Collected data
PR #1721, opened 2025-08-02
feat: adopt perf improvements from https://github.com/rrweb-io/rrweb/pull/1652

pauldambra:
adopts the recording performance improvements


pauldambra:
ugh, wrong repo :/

* * *

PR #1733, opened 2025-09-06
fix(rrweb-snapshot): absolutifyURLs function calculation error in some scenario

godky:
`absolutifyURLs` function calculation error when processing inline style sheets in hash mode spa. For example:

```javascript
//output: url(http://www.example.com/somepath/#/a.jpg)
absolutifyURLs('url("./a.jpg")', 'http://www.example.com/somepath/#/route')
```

==

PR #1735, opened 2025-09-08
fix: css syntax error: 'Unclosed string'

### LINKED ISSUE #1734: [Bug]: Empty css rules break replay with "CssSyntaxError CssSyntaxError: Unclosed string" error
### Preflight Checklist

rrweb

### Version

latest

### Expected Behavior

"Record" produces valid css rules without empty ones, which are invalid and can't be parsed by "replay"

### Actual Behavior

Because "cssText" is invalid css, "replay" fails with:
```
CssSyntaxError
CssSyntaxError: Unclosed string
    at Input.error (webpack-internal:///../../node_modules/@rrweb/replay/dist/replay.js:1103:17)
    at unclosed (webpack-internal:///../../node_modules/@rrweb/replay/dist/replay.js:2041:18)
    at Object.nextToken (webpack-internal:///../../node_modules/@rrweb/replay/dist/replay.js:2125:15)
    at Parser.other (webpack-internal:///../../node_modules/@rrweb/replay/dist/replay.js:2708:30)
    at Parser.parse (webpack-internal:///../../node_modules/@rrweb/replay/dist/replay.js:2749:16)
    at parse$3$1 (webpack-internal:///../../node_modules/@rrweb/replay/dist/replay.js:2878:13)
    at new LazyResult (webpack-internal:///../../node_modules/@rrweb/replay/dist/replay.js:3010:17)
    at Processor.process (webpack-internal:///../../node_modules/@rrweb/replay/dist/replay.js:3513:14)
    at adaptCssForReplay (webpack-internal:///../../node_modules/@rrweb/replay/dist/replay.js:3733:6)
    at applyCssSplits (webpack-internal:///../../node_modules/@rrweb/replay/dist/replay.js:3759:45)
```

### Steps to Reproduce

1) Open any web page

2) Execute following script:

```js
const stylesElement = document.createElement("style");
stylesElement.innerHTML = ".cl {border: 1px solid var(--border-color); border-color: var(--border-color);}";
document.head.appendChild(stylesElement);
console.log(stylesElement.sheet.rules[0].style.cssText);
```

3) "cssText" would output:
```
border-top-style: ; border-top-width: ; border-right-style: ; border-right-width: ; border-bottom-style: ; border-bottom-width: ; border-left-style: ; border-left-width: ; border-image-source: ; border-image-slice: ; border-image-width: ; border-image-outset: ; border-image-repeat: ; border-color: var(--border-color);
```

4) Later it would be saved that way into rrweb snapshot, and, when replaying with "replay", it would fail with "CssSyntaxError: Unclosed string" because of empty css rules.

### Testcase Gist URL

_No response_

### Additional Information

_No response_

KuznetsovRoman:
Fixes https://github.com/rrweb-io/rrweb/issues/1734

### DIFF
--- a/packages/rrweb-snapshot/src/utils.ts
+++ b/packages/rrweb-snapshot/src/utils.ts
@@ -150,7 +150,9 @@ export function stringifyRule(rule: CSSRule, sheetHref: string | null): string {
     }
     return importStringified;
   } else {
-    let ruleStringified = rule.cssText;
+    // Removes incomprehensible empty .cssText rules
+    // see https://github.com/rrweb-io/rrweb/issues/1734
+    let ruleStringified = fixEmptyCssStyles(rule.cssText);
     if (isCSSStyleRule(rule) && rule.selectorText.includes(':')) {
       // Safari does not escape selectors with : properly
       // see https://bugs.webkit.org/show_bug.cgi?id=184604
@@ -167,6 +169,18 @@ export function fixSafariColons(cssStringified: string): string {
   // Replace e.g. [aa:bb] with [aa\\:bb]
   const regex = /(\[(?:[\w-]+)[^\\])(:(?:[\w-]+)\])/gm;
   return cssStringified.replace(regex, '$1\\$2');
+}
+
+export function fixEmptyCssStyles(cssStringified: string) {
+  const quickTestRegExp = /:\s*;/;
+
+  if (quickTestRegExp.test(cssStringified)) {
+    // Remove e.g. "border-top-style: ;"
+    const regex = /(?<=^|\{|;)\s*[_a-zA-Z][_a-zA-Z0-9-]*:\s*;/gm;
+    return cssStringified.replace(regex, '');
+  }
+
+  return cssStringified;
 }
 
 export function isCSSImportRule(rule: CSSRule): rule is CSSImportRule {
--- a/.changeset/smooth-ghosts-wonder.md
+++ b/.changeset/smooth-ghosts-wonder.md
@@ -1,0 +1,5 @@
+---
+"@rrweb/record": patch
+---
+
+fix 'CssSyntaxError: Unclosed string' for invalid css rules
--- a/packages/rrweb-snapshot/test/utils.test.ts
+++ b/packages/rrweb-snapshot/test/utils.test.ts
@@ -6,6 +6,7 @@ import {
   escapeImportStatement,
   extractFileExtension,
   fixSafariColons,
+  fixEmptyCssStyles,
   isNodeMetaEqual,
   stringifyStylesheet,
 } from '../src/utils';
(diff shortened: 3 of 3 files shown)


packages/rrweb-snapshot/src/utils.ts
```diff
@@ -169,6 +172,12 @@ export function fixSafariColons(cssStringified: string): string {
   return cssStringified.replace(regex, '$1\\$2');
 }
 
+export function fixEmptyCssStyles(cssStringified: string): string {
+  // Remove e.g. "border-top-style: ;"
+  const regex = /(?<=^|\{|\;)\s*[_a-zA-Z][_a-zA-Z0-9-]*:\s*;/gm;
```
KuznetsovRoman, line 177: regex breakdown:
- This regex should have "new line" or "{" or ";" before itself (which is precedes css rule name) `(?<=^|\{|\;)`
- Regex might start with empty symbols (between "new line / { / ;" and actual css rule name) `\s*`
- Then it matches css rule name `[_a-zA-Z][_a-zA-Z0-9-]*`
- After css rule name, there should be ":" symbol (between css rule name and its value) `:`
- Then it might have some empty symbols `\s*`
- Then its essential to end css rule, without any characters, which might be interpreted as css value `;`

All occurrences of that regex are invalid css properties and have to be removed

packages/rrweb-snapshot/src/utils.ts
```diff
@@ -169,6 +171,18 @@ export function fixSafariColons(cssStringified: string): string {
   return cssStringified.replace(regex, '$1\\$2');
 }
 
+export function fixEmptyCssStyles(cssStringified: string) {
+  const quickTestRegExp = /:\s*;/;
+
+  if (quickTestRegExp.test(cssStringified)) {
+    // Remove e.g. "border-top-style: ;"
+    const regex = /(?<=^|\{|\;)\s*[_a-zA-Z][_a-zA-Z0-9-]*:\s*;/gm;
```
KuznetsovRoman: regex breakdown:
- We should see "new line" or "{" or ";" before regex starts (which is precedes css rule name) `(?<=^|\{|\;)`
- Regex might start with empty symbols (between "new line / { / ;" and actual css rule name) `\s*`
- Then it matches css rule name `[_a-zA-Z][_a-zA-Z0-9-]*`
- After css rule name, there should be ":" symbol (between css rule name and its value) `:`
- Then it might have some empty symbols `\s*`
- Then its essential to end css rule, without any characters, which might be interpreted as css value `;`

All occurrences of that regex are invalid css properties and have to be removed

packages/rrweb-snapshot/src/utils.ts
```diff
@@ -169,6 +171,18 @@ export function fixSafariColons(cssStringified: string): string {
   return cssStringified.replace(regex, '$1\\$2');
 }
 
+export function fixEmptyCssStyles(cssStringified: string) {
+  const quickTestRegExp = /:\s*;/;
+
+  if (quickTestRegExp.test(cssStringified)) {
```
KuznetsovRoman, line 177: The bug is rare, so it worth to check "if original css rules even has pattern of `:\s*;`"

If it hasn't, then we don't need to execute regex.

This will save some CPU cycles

**Exercise description**:
The lines of the records that contain the string "example" should be located and copied.

**Result of the task**:
`absolutifyURLs` function calculation error when processing inline style sheets in hash mode spa. For example:
//output: url(http://www.example.com/somepath/#/a.jpg)
absolutifyURLs('url("./a.jpg")', 'http://www.example.com/somepath/#/route')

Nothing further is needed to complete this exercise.